Clozapine has been shown to be superior to typical neuroleptic drugs for treating positive symptoms in treatment-resistant (TR) schizophrenia. Long-term data from randomized clinical trials comparing clozapine with typical neuroleptics in non-TR schizophrenia are rare. We previously reported that clozapine was superior to typical neuroleptic drugs in some domains of cognition in recent onset non-TR schizophrenia. We now present data on psychopathology and quality of life from this randomized, flexibly dosed, 24-month study of clozapine vs. typical neuroleptics in non-TR schizophrenia patients. Both treatments produced significant improvement in measures of psychopathology, quality of life, and global function, with minor exceptions. There was no difference in extrapyramidal side effects between the patients treated with clozapine or typical neuroleptics. However, significantly more relapse/rehospitalization drop-outs occurred in the typical neuroleptic group. Two patients treated with typical neuroleptics, but none treated with clozapine, became non-responsive to treatment.
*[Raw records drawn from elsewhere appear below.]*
PR #931, opened 2021-03-17
Updated CamelCase to snake_case converter to cover more cases

### LINKED ISSUE #406: Acronyms in tablename aren't converted to snake case
Acronyms aren't being recognized as separate words when converting to snake case.  Only happens with plain acronyms or acronyms with a prefix but not a suffix.

``` python
from flask import Flask

app = Flask(__name__)
db = SQLAlchemy(app)

class ABC(db.Model):

class PreABC(db.Model):

class ABCPost(db.Model):

class PreABCPost(db.Model):

db.engine.echo = True
db.create_all()
```

```
CREATE TABLE "ABC" (
    id INTEGER NOT NULL, 
    PRIMARY KEY (id)
)

CREATE TABLE "preABC" (
    id INTEGER NOT NULL, 
    PRIMARY KEY (id)
)

CREATE TABLE abc_post (
    id INTEGER NOT NULL, 
    PRIMARY KEY (id)
)

CREATE TABLE pre_abc_post (
    id INTEGER NOT NULL, 
    PRIMARY KEY (id)
)
```

Saif807380:
I have updated the regex pattern for converting CamelCase table names to snake_case. I've also compared this with #617. Detailed results of the comparison can be found [here](http://bit.ly/test-case-analysis). 

`tests/test_basic_app.py::test_sqlite_relative_path` fails for `SQLAlchemy == 1.4.0` giving #885. All tests pass with older `SQLAlchemy` version.

- fixes #406 

Checklist:

### DIFF
--- a/tests/test_table_name.py
+++ b/tests/test_table_name.py
@@ -4,6 +4,44 @@ import pytest
 from sqlalchemy.exc import ArgumentError
 from sqlalchemy.ext.declarative import declared_attr
 
+from flask_sqlalchemy.model import camel_to_snake_case
+
+
+@pytest.mark.parametrize(
+    ("name", "expect"),
+    [
+        ("CamelCase", "camel_case"),
+        ("Snake_case", "snake_case"),
+        ("HTMLLayout", "html_layout"),
+        ("LayoutHTML", "layout_html"),
+        ("HTTP2Request", "http2_request"),
+        ("ShoppingCartSession", "shopping_cart_session"),
+        ("ABC", "abc"),
+        ("PreABC", "pre_abc"),
+        ("ABCPost", "abc_post"),
+        ("PreABCPost", "pre_abc_post"),
+        ("HTTP2RequestSession", "http2_request_session"),
+        ("UserST4", "user_st4"),
+        (
+            "HTTP2ClientType3EncoderParametersSSE",
+            "http2_client_type3_encoder_parameters_sse",
+        ),
+        (
+            "LONGName4TestingCamelCase2snake_caseXYZ",
+            "long_name4_testing_camel_case2snake_case_xyz",
+        ),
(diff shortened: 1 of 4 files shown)


davidism:
Found a few more test cases I had written out a long time ago. There's probably some overlap with what you tested, but you can add others.

```python
@pytest.mark.parametrize(
    ("name", "expect"),
    [
        ("A", "a"),
        ("A1", "a1"),
        ("1A", "1a"),
        ("CamelCase", "camel_case"),
        ("Snake_Case", "snake_case"),
        ("ABC", "abc"),
        ("HTMLLayout", "html_layout"),
        ("LayoutHTML", "layout_html"),
        ("HTTP2Request", "http2_request"),
        ("4XTest", "4x_test"),
        ("ShoppingCartSession", "shopping_cart_session"),
    ],
)
```

davidism:
Also, use `@pytest.mark.parametrize()` as shown above. This allows each test case to pass/fail individually.

tests/test_table_name.py
```diff
@@ -4,6 +4,54 @@
...
+        "vp9_codec",
+        "http2_request_session",
+        "user_st4",
+        "http2_client_type3_encoder_parameters_sse",
+        "long_name4_testing_camel_case2snake_case_kek",
+        "foo_bar_sse2",
+        "alarm_message_ss2_signal_transformer",
+        "ast_v2_node",
+        "http_response_code_xyz",
+        "get_htt_presponse_code",
```
ThiefMaster, line 45: YUCK ;) but I guess we can't really avoid such edge cases

Saif807380:
I'll update the test

tests/test_table_name.py
davidism: To be fair, the original name was yuck too.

Clozapine was associated with significantly greater weight gain. Clozapine and typical neuroleptic drugs appear to produce equivalent improvement in psychopathology in patients with non-TR schizophrenia. Clozapine may be more effective than typical neuroleptics for treatment retention and prevention of relapse, but it produces more severe metabolic side effects. These considerations should be taken into account in decisions of how best to utilize clozapine in the treatment of schizophrenia. Copyright 2010 Elsevier Ireland Ltd. All rights reserved.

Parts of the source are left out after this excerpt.